Restate, word for word, the lines from the opening line of the data through the line containing "I've just added", both included, and nothing else.

Segment Start: DATA SHOWN

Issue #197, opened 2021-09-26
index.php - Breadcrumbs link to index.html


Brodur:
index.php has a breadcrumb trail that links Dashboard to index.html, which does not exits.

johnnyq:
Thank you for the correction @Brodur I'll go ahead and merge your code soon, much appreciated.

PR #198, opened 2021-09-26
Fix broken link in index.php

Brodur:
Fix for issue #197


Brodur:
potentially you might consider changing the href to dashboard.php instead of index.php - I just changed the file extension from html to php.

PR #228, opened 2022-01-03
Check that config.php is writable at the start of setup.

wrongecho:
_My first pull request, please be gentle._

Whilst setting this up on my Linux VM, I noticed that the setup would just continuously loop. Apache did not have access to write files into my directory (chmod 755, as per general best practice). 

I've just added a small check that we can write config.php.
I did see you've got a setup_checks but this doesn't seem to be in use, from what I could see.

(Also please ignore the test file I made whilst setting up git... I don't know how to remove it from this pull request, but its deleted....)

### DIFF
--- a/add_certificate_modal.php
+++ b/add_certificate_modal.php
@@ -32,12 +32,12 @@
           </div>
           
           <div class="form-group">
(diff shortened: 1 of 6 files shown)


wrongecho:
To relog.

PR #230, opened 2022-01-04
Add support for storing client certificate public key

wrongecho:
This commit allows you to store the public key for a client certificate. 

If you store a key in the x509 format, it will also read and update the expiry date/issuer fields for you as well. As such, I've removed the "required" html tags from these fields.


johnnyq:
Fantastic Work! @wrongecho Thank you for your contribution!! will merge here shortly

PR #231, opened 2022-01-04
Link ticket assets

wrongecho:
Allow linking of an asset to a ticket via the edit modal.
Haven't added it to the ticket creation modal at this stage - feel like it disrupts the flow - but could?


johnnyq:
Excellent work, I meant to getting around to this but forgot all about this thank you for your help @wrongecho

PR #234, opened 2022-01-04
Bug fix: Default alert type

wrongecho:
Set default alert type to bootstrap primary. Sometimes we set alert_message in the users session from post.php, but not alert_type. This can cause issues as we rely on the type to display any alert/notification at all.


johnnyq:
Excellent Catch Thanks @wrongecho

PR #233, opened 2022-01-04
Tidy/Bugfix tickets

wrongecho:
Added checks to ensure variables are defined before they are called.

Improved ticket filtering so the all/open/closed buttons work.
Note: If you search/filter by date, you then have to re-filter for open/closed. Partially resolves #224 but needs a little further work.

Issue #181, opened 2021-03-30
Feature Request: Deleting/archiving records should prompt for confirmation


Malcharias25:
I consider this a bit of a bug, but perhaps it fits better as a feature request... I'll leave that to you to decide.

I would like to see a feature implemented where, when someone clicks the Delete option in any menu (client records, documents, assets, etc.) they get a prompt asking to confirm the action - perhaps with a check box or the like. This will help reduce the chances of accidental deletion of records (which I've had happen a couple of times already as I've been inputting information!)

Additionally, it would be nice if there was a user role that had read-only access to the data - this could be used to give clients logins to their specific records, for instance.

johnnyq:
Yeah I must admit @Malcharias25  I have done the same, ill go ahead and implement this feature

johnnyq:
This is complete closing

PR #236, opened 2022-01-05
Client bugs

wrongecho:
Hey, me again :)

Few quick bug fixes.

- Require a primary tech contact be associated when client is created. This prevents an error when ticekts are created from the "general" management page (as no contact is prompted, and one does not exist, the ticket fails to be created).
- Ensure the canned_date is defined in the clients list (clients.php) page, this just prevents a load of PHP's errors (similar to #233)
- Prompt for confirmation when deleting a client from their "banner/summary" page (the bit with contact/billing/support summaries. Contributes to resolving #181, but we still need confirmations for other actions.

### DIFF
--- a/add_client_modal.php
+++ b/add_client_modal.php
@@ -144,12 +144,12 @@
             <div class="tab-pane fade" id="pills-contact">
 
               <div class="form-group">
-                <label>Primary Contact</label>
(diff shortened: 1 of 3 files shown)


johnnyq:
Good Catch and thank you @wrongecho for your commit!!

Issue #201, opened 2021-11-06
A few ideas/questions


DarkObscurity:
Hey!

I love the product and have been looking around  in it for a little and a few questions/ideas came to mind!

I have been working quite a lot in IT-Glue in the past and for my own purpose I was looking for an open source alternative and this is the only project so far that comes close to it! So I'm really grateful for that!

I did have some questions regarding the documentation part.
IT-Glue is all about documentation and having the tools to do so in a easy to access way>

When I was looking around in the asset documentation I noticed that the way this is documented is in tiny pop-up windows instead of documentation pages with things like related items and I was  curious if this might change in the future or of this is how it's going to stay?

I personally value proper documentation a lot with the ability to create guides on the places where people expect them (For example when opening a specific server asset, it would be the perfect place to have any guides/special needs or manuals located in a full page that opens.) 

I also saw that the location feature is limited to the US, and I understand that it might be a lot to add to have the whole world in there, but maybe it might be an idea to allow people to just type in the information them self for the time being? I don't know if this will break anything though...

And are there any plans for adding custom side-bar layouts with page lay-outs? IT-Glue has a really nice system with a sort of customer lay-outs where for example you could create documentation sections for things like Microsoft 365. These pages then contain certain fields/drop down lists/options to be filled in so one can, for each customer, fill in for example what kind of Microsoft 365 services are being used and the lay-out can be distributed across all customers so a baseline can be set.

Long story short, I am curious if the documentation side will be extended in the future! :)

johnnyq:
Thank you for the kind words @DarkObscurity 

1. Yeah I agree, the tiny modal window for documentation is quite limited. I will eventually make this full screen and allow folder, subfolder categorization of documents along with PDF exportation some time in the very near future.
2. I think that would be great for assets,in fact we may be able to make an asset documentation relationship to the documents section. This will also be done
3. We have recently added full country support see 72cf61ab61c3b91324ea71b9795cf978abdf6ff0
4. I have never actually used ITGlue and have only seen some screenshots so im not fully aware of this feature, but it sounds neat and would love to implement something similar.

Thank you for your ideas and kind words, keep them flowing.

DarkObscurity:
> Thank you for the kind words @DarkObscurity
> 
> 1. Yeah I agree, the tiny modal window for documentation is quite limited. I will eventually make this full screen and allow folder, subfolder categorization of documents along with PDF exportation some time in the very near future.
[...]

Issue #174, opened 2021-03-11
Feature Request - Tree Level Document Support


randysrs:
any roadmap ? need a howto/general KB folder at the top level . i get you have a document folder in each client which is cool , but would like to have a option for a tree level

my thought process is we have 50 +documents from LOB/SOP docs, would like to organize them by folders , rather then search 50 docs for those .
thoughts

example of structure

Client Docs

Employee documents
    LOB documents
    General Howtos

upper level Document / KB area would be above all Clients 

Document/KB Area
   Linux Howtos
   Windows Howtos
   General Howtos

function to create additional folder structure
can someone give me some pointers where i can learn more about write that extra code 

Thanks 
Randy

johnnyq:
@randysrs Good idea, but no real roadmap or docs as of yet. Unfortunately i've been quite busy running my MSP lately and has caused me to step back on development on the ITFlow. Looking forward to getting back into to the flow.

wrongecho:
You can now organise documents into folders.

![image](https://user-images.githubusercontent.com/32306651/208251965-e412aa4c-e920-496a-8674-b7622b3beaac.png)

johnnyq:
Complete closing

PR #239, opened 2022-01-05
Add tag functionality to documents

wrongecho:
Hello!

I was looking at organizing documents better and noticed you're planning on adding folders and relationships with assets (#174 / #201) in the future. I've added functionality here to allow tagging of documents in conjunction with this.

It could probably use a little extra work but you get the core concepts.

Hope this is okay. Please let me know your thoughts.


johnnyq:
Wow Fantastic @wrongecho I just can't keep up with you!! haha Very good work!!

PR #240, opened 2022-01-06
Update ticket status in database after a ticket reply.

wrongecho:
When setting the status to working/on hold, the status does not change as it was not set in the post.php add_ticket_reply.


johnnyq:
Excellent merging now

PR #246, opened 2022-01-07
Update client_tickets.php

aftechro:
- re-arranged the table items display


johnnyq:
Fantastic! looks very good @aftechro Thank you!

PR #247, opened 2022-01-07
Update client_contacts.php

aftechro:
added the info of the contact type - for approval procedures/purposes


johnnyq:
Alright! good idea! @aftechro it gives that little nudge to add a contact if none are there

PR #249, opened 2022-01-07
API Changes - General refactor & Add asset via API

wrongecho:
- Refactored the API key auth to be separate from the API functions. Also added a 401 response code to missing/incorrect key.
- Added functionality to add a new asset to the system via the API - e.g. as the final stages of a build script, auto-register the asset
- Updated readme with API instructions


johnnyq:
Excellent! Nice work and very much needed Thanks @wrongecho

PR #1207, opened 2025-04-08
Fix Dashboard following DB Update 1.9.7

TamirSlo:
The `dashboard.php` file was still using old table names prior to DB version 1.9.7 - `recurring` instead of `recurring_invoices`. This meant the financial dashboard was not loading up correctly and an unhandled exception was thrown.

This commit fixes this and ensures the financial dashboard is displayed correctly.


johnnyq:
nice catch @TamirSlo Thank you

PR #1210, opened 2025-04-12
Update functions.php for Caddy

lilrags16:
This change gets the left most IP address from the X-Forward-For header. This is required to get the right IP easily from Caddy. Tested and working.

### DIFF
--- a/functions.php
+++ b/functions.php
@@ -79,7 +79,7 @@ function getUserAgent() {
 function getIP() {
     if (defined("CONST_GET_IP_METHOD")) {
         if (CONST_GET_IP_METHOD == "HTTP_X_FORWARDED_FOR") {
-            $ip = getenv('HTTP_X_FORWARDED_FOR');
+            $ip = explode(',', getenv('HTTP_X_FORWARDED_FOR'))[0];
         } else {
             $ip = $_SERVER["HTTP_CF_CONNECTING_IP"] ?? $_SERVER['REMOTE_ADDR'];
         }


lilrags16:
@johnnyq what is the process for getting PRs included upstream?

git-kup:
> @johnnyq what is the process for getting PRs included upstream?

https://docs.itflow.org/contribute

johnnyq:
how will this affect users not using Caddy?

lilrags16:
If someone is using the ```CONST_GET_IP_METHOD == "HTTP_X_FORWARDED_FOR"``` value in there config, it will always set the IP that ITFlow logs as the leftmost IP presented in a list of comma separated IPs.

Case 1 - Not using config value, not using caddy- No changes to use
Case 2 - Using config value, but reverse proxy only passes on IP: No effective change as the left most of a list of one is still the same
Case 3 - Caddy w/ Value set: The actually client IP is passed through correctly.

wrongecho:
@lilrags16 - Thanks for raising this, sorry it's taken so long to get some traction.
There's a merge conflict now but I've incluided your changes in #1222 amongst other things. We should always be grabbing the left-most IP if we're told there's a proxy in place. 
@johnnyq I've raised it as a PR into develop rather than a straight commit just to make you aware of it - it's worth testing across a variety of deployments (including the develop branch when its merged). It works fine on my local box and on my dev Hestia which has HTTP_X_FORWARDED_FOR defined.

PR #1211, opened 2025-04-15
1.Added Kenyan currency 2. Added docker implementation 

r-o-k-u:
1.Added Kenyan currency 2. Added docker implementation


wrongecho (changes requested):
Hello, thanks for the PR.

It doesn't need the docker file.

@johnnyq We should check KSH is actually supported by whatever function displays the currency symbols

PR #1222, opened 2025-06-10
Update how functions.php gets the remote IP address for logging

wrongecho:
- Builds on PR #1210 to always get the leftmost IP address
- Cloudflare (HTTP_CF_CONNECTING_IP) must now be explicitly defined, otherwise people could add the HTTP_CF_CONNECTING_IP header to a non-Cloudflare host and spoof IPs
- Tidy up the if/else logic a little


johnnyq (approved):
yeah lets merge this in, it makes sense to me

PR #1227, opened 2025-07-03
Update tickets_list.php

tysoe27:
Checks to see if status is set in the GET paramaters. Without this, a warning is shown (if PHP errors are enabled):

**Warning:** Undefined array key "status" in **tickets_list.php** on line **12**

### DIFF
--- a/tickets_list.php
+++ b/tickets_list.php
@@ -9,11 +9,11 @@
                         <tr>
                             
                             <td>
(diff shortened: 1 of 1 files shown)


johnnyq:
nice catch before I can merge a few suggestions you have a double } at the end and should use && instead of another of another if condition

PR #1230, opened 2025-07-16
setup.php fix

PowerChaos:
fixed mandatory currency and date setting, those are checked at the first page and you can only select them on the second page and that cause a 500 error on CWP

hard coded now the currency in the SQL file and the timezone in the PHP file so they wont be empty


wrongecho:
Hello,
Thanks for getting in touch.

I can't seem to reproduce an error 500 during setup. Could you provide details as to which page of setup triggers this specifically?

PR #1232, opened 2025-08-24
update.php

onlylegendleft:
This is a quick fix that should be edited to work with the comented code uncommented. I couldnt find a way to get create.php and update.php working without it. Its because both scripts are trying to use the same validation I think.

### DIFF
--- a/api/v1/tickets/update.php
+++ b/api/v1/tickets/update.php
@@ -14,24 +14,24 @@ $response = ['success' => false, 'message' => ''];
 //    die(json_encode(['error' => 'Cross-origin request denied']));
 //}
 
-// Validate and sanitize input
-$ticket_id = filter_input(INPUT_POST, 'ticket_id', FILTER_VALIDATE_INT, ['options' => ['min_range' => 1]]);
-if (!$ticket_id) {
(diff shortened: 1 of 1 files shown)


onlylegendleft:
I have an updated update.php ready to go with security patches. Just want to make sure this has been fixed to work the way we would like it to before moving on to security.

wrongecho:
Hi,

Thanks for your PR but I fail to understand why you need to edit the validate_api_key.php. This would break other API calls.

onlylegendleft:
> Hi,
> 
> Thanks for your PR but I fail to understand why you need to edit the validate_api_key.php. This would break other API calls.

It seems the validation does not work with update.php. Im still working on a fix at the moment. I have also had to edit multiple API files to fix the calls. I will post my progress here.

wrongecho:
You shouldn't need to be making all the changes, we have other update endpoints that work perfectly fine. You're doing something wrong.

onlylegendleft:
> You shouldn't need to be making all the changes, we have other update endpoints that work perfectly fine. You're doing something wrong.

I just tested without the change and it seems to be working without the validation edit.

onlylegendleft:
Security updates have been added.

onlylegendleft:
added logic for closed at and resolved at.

Segment End: DATA SHOWN

ANSWER BELOW:
Issue #197, opened 2021-09-26
index.php - Breadcrumbs link to index.html


Brodur:
index.php has a breadcrumb trail that links Dashboard to index.html, which does not exits.

johnnyq:
Thank you for the correction @Brodur I'll go ahead and merge your code soon, much appreciated.

PR #198, opened 2021-09-26
Fix broken link in index.php

Brodur:
Fix for issue #197


Brodur:
potentially you might consider changing the href to dashboard.php instead of index.php - I just changed the file extension from html to php.

PR #228, opened 2022-01-03
Check that config.php is writable at the start of setup.

wrongecho:
_My first pull request, please be gentle._

Whilst setting this up on my Linux VM, I noticed that the setup would just continuously loop. Apache did not have access to write files into my directory (chmod 755, as per general best practice). 

I've just added a small check that we can write config.php.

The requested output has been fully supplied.